With few exceptions a non profit cannot be forced into liquidation.  These can be long drawn out court battles, years even,  if everyone wans to fight rather than settle.  And the issues aren't at all clear how they'll come out, so everyone would be rolling the dice with no surety of the outcome.  So settle, IMHO is going to be what happens.

BSA is going to have to sell some big assets --- more than they want to, LCs, even those like mine that have no SOL change, are going to have to pay --- more than they want.  Claimants are going to get paid --- less than they want.  But the least likely outcome is BSA shutting down.

 

Up to a point, I agree.  However, the issue that I see is the reaction of the chartered organizations (COs) and the effect on local councils (LCs) giving and membership.

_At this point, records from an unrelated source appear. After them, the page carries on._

PR #202, opened 2021-01-08
license update 2021

dlohmeier:
Just updated the copyright in all the license texts.


SimonRubenDrauz:
I did the same already :D and added also University of Kassel.

dlohmeier:
Hmm, that is strange, I didn't see that. Then I will close the PR.

PR #295, opened 2024-04-04
ENG-7530, set environment earlier

kishisaka-nid:
There is a bug in our test code where the setTestURL is not running on initialize when the NeuroID instance is built. This fix ensures that the proper environment is set before the remote config is pulled during unit test run. Setting the config in @Before in the integration test is too late. The remoteConfig is already pulled. The remote config is pulled on init() in NeuroID right after the constructor. 

Our customers will not need to  make changes to their code because the production environment is set as default.

### DIFF
--- a/NeuroID/src/main/java/com/neuroid/tracker/NeuroID.kt
+++ b/NeuroID/src/main/java/com/neuroid/tracker/NeuroID.kt
@@ -51,8 +51,9 @@ import kotlinx.coroutines.runBlocking
 
 class NeuroID
     private constructor(
-        internal var application: Application?,
+        internal val application: Application?,
         internal var clientKey: String,
+        serverEnvironment: String = "production"
     ) {
         @Volatile internal var pauseCollectionJob: Job? = null // internal only for testing purposes
         private val ioDispatcher: CoroutineScope = CoroutineScope(Dispatchers.IO)
@@ -90,6 +91,17 @@ class NeuroID
         internal var locationService: LocationService? = null
 
         init {
+            when (serverEnvironment) {
+                "production" -> {
+                    endpoint = "${Constants.productionEndpoint.displayName}"
+                    scriptEndpoint = "${Constants.productionScriptsEndpoint.displayName}"
+                }
+                "development" -> {
+                    endpoint = "${Constants.devEndpoint.displayName}"
+                    scriptEndpoint = "${Constants.devScriptsEndpoint.displayName}"
+                }
+            }
+
             setRemoteConfig()
 
             dataStore = NIDDataStoreManagerImp(logger)
@@ -173,8 +185,10 @@ class NeuroID
             }
         }
 
-        data class Builder(var application: Application? = null, var clientKey: String = "") {
-            fun build() = NeuroID(application, clientKey)
+        data class Builder(val application: Application? = null,
+                           val clientKey: String = "",
+                           val serverEnvironment: String= "prod") {
+            fun build() = NeuroID(application, clientKey, serverEnvironment)
         }
 
         companion object {
@@ -199,7 +213,7 @@ class NeuroID
             internal var registeredViews: MutableSet<String> = mutableSetOf()
 
             internal var endpoint = "${Constants.productionEndpoint.displayName}"
-            internal var scriptEndpoint = "${Constants.devScriptsEndpoint.displayName}"
+            internal var scriptEndpoint = "${Constants.productionScriptsEndpoint.displayName}"
             private var singleton: NeuroID? = null
 
             // configuration state
@@ -256,6 +270,7 @@ class NeuroID
         @VisibleForTesting
         fun setTestURL(newEndpoint: String) {
             endpoint = newEndpoint
+            scriptEndpoint = Constants.devScriptsEndpoint.displayName
 
             application?.let {
                 nidJobServiceManager.setTestEventSender(getSendingService(endpoint, logger, it))
--- a/NeuroID/src/main/java/com/neuroid/tracker/NeuroID.kt
+++ b/NeuroID/src/main/java/com/neuroid/tracker/NeuroID.kt
@@ -51,7 +51,7 @@ import kotlinx.coroutines.runBlocking
 
 class NeuroID
     private constructor(
-        internal val application: Application?,
+        internal var application: Application?,
         internal var clientKey: String,
         serverEnvironment: String = "production"
     ) {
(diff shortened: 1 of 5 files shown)


cometman (approved):

cometman (changes requested):
Tests failing

kishisaka-nid:
Yeah this is weird. Look like it cannot get the fingerprint lib. 

> Could not resolve all files for configuration ':app:androidAdvancedDeviceLibDebugRuntimeClasspath'.

   > Could not find com.fingerprint.android:pro:2.3.2.
See https://docs.gradle.org/7.5/userguide/command_line_interface.html#sec:command_line_warnings
     Searched in the following locations:
1 actionable task: 1 executed
       - https://dl.google.com/dl/android/maven2/com/fingerprint/android/pro/2.3.2/pro-2.3.2.pom
       - https://repo.maven.apache.org/maven2/com/fingerprint/android/pro/2.3.2/pro-2.3.2.pom
       - https://jcenter.bintray.com/com/fingerprint/android/pro/2.3.2/pro-2.3.2.pom
       - https://maven.fpregistry.io/releases/com/fingerprint/android/pro/2.3.2/pro-2.3.2.pom
       - https://jitpack.io/com/fingerprint/android/pro/2.3.2/pro-2.3.2.pom
     Required by:
         project :app > project :NeuroID

kishisaka-nid:
Tried building another PR ([PR#281](https://github.com/Neuro-ID/neuroid-android-sdk/pull/281))  and these are failing as well in the same place (build All Flavors). Maybe there are connectivity issues with the maven repo that is holding the fingerprint library. Will try again tomorrow.

kishisaka-nid:
[Jitpack](https://jitpack.io/#Neuro-ID/neuroid-android-sdk/-SNAPSHOT) is throwing the same error as well. Tried to build the lib there . Here is the log with the error: 
```
See https://docs.gradle.org/7.5/userguide/command_line_interface.html#sec:command_line_warnings
4 actionable tasks: 1 executed, 3 up-to-date
Picked up JAVA_TOOL_OPTIONS: -Dfile.encoding=UTF-8 -Dhttps.protocols=TLSv1.2

FAILURE: Build failed with an exception.

* What went wrong:
Execution failed for task ':app:dataBindingMergeDependencyArtifactsAndroidAdvancedDeviceLibDebug'.
> Could not resolve all files for configuration ':app:androidAdvancedDeviceLibDebugRuntimeClasspath'.
   > Could not find com.fingerprint.android:pro:2.3.2.
     Searched in the following locations:
       - https://dl.google.com/dl/android/maven2/com/fingerprint/android/pro/2.3.2/pro-2.3.2.pom
       - https://repo.maven.apache.org/maven2/com/fingerprint/android/pro/2.3.2/pro-2.3.2.pom
       - https://jcenter.bintray.com/com/fingerprint/android/pro/2.3.2/pro-2.3.2.pom
       - https://maven.fpregistry.io/releases/com/fingerprint/android/pro/2.3.2/pro-2.3.2.pom
       - https://jitpack.io/com/fingerprint/android/pro/2.3.2/pro-2.3.2.pom
     Required by:
         project :app > project :NeuroID

* Try:
> Run with --stacktrace option to get the stack trace.
> Run with --info or --debug option to get more log output.
> Run with --scan to get full insights.
```

priya-xavier (dismissed):
LGTM! Was able to see config changes in logs when changes were made to dev mobile config for form_dream102.

NeuroID/src/main/java/com/neuroid/tracker/NeuroID.kt
```diff
@@ -173,8 +185,10 @@ class NeuroID
             }
         }
 
-        data class Builder(var application: Application? = null, var clientKey: String = "") {
-            fun build() = NeuroID(application, clientKey)
+        data class Builder(val application: Application? = null,
+                           val clientKey: String = "",
+                           val serverEnvironment: String= "prod") {
```
kevinsites, line 190: everywhere else we have "production" and not "prod? should we change it here?

NeuroID/src/main/java/com/neuroid/tracker/NeuroID.kt
```diff
@@ -90,6 +91,17 @@ class NeuroID
...
+            when (serverEnvironment) {
+                "production" -> {
+                    endpoint = "${Constants.productionEndpoint.displayName}"
+                    scriptEndpoint = "${Constants.productionScriptsEndpoint.displayName}"
+                }
+                "development" -> {
+                    endpoint = "${Constants.devEndpoint.displayName}"
+                    scriptEndpoint = "${Constants.devScriptsEndpoint.displayName}"
+                }
+            }
```
kevinsites, line 103: if a customer sends in an invalid value will that cause the endpoints to be wrong/not have a value? or will the defaults be to production regardless of a value being passed in that is valid or not?

kevinsites (changes requested):

NeuroID/src/main/java/com/neuroid/tracker/NeuroID.kt
kishisaka-nid: good point. will try.

kishisaka-nid: it will drop out of the when and use production defaults. that is the reason why when we had "prod" in the sample app, it didn't match any of the clauses, drop out of the when block. since production is set by default, it used default. we will be good.

NeuroID/src/main/java/com/neuroid/tracker/NeuroID.kt
kishisaka-nid: yeah this should be "production" will update this.

NeuroID/src/main/java/com/neuroid/tracker/NeuroID.kt
```diff
@@ -53,6 +53,7 @@ class NeuroID
     private constructor(
         internal var application: Application?,
         internal var clientKey: String,
+        serverEnvironment: String = "production"
```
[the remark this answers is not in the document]
kishisaka-nid: no, only used in init(). this is basically a pass through for init(). only init() can see this param.

kevinsites (dismissed):

priya-xavier (approved):

kevinsites (dismissed):

priya-xavier (approved):

kevinsites (approved):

So with the now planned lawsuits to be filed against the COs, many church organizations will advise or require the local churches to get rid of any units.  So suddenly most units will not have a place to meet.  That further harms membership that has seen a massive decline during covid and Chapter 11.  The registration fees all go to support the National Council so the local councils need Friends of Scouting campaigns.  Up to now, councils could accurately say that you gift would go to supporting local Scouting.  With the lawsuits, giving will nearly cease as it did for the National Council when it filed for Chapter 11.  Most councils make some money from summer camp that is being demanded by the TCC.  So the LCs will see a rapid decline in membership and giving.  

Some LCs are already in financial jeopardy and many others will be so quickly.  When do they collapse?  Summer, fall, or next winter?  Depends on the resources.

So I fear that by not clearly understanding the structure and finances of Scouting, the TCC has signed a death warrant.